→ PROMPT
Check each line of the material below for "centralised", then copy the ones that contain it.

→ MATERIAL TO PROCESS
PR #795, opened 2022-03-23
Rename lists

ArangoGutierrez:
Part of #562 


marquiz (commented):
Thanks @ArangoGutierrez for working on this.

My concern is that this changes the user interface. Thus, I think we should first deprecate the undesired options, introduce new parallel options/aliases, and then remove the deprecated ones after two releases or so.

This might be good time to ditch at least `worker.core.labelWhiteList` for good. I doubt that it is really being used by anybody.

PR #1479, opened 2023-11-30
source/custom: add internal rule api

marquiz:
1. Add new internal "API" for the 
    Add internal API for the nfd-worker custom feature source rule
    configuration. This API has already diverged from the NFD
    NodeFeatureRule API in that annotations, extended resources or taints
    are not supported. This patch basically copies the Rule type (and it's
    sub-types) from the nfdv1alpha1 package. It also adds conversion
    functions from the internal rule API to the "external" nfdv1alpha1 API.
    This is done to use the same rule matching functionality (from the
    nfdv1alpha1 package).

    One notable remark is that the feature source rule config supports some
    custom formatting (short forms, multi-type fields) that relies on
    special json/yaml unmarshalling functions that are better to nuke from
    the nfdv1alpha1 package (in another patch). These (legacy) syntax
    specialities are most probably used by nobody but let's keep them as
    they're already there.  Unit tests to cover the custom json
    unmarshalling are now added.

3. Use the new internal api for nfd-worker config parsing
Change the custom feature source of nfd-worker to use the newly added
internal config API for its own configuration. It now uses the internal
types for json/yaml unmarshalling but converts them to external
nfdv1alpha1 API to do the actual rule matching as the internal API does
not duplicate that functionality.

4. Drop custom unmarshaller functions from the nfdv1alpha1 API


marquiz:
Let's wait for #1480 at least
/hold

ArangoGutierrez:
> Let's wait for #1480 at least /hold

#1480 is merged
/unhold

marquiz:
Rebased

source/custom/api/types.go
```diff
@@ -0,0 +1,143 @@
+/*
+Copyright 2021 The Kubernetes Authors.
```
ArangoGutierrez, line 2:
```suggestion
Copyright 2023 The Kubernetes Authors.
```

source/custom/api/expression.go
```diff
@@ -0,0 +1,218 @@
...
+// newMatchExpression returns a new MatchExpression instance.
+func newMatchExpression(op MatchOp, values ...string) *MatchExpression {
+	return &MatchExpression{
+		Op:    op,
+		Value: values,
+	}
+}
+
+// Validate validates the expression.
+func (m *MatchExpression) Validate() error {
```
ArangoGutierrez, line 50: can we leverage the new Validate PKG?

ArangoGutierrez (changes requested):

source/custom/api/types.go
marquiz: Thx, fixed

source/custom/api/expression.go
marquiz: Hmm, not for this internal API.

But that could be possible further change/enhancement on top of this PR. It'd be a slightly bigger change than initially thought.

source/custom/api/types.go
```diff
@@ -0,0 +1,151 @@
...
+distributed under the License is distributed on an "AS IS" BASIS,
+WITHOUT WARRANTIES OR CONDITIONS OF ANY KIND, either express or implied.
+See the License for the specific language governing permissions and
+limitations under the License.
+*/
+
+package api
+
+// Rule defines a rule for node customization such as labeling.
+type Rule struct {
```
ArangoGutierrez, line 20: i don't like having duplicated cope like this. but for now it's ok.
I think for v0.16 I want to work on moving Rule type outside the v1alpha1 folder/pkg to clean the api pkg and also to have all that functionality in a more centralized location

ArangoGutierrez (approved):
/lgtm

source/custom/api/types.go
marquiz: Regarding duplication, I cannot think of a better alternative. The two APIs (the CRD API and the custom source configuration) have diverged. In terms of typedefs the custom source config is a subset of the CRD API, but in terms of "syntax", it's a superset as it supports these int-or-string-or-bool kind of fields and some historical shortforms etc

We cannot move the typedef outside the nfdv1alpha1 package as that's part of the API (or we technically *could* import it from anywhere but I think that's a bad idea because that other package then essentially becomes a part of the API...). For the "functionality", i.e. the implementation of Rule evaluation/processing, I agree that we want to move it out of the API package.

PR #1481, opened 2023-12-01
apis/nfd: drop creation helper functions

marquiz:
Drop the creation helper functions as one step in an effort to tidy up the api package. These functions were not much used outside unit tests anyway, the static rules of the nfd-worker custom feature source being the only exception (and if those happened to be invalid we'd catch that e.g. in the e2e-tests).


marquiz:
Unit tests fail until #1480 is in

ArangoGutierrez (approved):
/lgtm

marquiz:
Rebased.
ping @ArangoGutierrez

ArangoGutierrez (approved):
/lgtm

PR #1482, opened 2023-12-01
apis/nfd: drop the private regexp caching field

marquiz:
Drop the private field for caching parsed regexp from the MatchExpression type. This tidies up the API type definition and not so tied with particular implementation details. The change also elimiates potential concurrency problems as no locking is in place in the API types.

If caching will be desired in the future, it's better to do it properly in a separate package, not directly in the API types.

Ref: #1477


ArangoGutierrez (approved):
v1alpha2 is around the corner :)
/lgtm

Issue #1423, opened 2023-10-20
KEP: NodeFeatureGroup API (CRD)


ArangoGutierrez:
## Summary

The Kubernetes cluster object doesn't expose all available features in a programmatic way.

When working in a MultiCluster environment (example [kcp](https://github.com/kcp-dev/kcp), [hypershift](https://github.com/openshift/hypershift) ) the central control plane can not access all the available features on each cluster, making it hard to take scheduling and management decisions.

The Node-Feature-Discovery does a good work for exposing a per-node basis feature inventory but querying each cluster in a per-node basis can be a network intensive task.  Various use cases have been identified where having a cluster inventory would facilitate operations at the Cluster management level. 

This KEP proposes NFD to expose an inventory of available features in the cluster via a new API (CRD)

### Goals

- make the information about all clusters easy to query via a centralised API
- expose cluster wide features currently not reported by NFD in a per node scenario, e.g Network config

### Non-Goals

- change existing behaviour at the node level
- To be a MultiCluster management tool, this API is to expose NFD discovered features via a single API (CRD)

#### Story 1

As a platform engineer, I want to known the available features on each cluster registered on my network to be able to make optimal, platform specific, scheduling decisions.

#### Story 2

As a System-Admin I want a single API to know the available features of each cluster on the network.

resource allocations.

### CRD API

```go
// NodeFeatureGroup resource holds the features discovered for all nodes in a
// cluster.
// +kubebuilder:object:root=true
// +k8s:deepcopy-gen:interfaces=k8s.io/apimachinery/pkg/runtime.Object
// +genclient
type NodeFeatureGroup struct {
	metav1.TypeMeta   `json:",inline"`
	metav1.ObjectMeta `json:"metadata,omitempty"`

	Spec ClusterFeatureSpec `json:"spec"`
}

// NodeFeatureGroupSpec describes a ClusterFeature object.
type NodeFeatureGroupSpec struct {
	// FeatureGroup is a set of grouped objects by specific features
	// +optional
	FeatureGroup []FeatureGroupSpec `json:"FeatureGroupSpec"`
	// Features is the set of cluster wide features that are not reported at the node level.
	// +optional
	ClusterFeatures []ClusterFeatures`json:"clusterFeatures"`
}
```

zanetworker:
Do you mind clarifying on `make the information about all clusters easy to query via a centralised API`?

[...]

PR #1487, opened 2023-12-01
Add NodeFeatureGroup API

ArangoGutierrez:
Fixes: #1423


pkg/apis/nfd/v1alpha1/nodefeaturegroup_types.go
```diff
@@ -0,0 +1,91 @@
...
+
+// NodeFeatureGroupSpec describes a NodeFeatureGroup object.
+type NodeFeatureGroupSpec struct {
+	// FeatureGroupRules is a list of feature group rules.
+	// Feature group rules are used to group nodes into feature groups.
+	// +optional
+	FeatureGroup `json:"FeatureGroup"`
+	// Features is the set of features that are shared by all nodes in the feature group
+	// +optional
+	Features map[string]string `json:"Features"`
```
AhmedGrati, line 43: also here:
```suggestion
	Features map[string]string `json:"features"`
```

test/e2e/data/nodefeaturegrouprule-1.yaml
```diff
@@ -0,0 +1,11 @@
...
+kind: NodeFeatureGroupRule
+metadata:
+  name: e2e-test-1
+spec:
+  featureGroupRules:
+    - name: "e2e-attribute-test-1"
+      matchFeatures:
+        - feature: kernel.version
+          matchExpressions:
+            major: {op: Exists}
```
AhmedGrati, line 11: Missing EOF

AhmedGrati (commented):
Great job @ArangoGutierrez! I left some comments below. Apart from that, should we mark the `enable-nodefeaturegroup-api` flag as experimental, or make it disabled by default? And can we support enabling/disabling it using configuration files?

docs/reference/master-commandline-reference.md
```diff
@@ -181,6 +181,22 @@ Example:
...
+[NodeFeatureGroup](../usage/custom-resources.md#nodefeaturegroup) CRD API for
+working with NodeFeatureGroups.
+
+Default: false
+
+Example:
+
+```bash
+nfd-master -enable-nodefeaturegroup-api=false
+```
```
AhmedGrati, line 198: Since the default value is false, I suggest:
```suggestion
```bash
nfd-master -enable-nodefeaturegroup-api=true
```
```

File: pkg/apis/nfd/v1alpha1/rule.go [hunk 4]
```diff
@@ -108,6 +108,41 @@ func (r *Rule) Execute(features *Features) (RuleOutput, error) {
 	return ret, nil
 }
 
+// Evaluate the rule against a set of input features, and return true if the
+// rule matches.
+func (r *Rule) Evaluate(features *Features) (bool, error) {
```
AhmedGrati, line 113: Can we add a unit test for this function?

deployment/helm/node-feature-discovery/templates/master.yaml
```diff
@@ -70,6 +70,9 @@ spec:
             {{- if .Values.master.instance | empty | not }}
             - "-instance={{ .Values.master.instance }}"
             {{- end }}
+            {{- if .Values.enableNodeFeatureGroup }}
```
AhmedGrati, line 73:
```suggestion
            {{- if .Values.enableNodeFeatureGroupApi }}
```

AhmedGrati (commented):
We're almost there, I left some comments below.

docs/usage/custom-resources.md
```diff
@@ -86,6 +86,54 @@ See the
 [Customization guide](customization-guide.md#node-feature-rule-custom-resource)
 for full documentation of the NodeFeatureRule resource and its usage.
 
+## NodeFeatureGroup
```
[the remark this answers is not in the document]
adrianchiris: ack, i have no objection with sticking to current approach. thx for giving this a good thinking.

nf.yml
```diff
@@ -0,0 +1,2979 @@
...
+items:
+- apiVersion: nfd.k8s-sigs.io/v1alpha1
+  kind: NodeFeature
+  metadata:
+    annotations:
+      nfd.node.kubernetes.io/worker.version: v0.15.0-devel-128-gaa0f5969-dirty
+    creationTimestamp: "2023-12-01T15:53:12Z"
+    generation: 1
+    labels:
+      nfd.node.kubernetes.io/node-name: minikube
```
AhmedGrati, line 11: I think that we should remove this file.

AhmedGrati (approved):
Great job @ArangoGutierrez, LGTM!

pkg/apis/nfd/v1alpha1/nodefeaturegroup_types.go
```diff
@@ -0,0 +1,91 @@
...
+	// +optional
+	FeatureGroup `json:"featureGroup"`
+	// Features is the set of features that are shared by all nodes in the feature group
+	// +optional
+	Features map[string]string `json:"features"`
+}
+
+type FeatureGroup struct {
+	// Name is the name of the feature group
+	Name string `json:"name"`
```
marquiz, line 48: This looks redundant, same as ObjectMeta.Name, right?

pkg/apis/nfd/v1alpha1/nodefeaturegroup_types.go
```diff
@@ -0,0 +1,91 @@
...
+
+	Spec NodeFeatureGroupSpec `json:"spec"`
+}
+
+// NodeFeatureGroupSpec describes a NodeFeatureGroup object.
+type NodeFeatureGroupSpec struct {
+	// FeatureGroupRules is a list of feature group rules.
+	// Feature group rules are used to group nodes into feature groups.
+	// +optional
+	FeatureGroup `json:"featureGroup"`
```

→ EXERCISE OUTPUT
- make the information about all clusters easy to query via a centralised API
Do you mind clarifying on `make the information about all clusters easy to query via a centralised API`?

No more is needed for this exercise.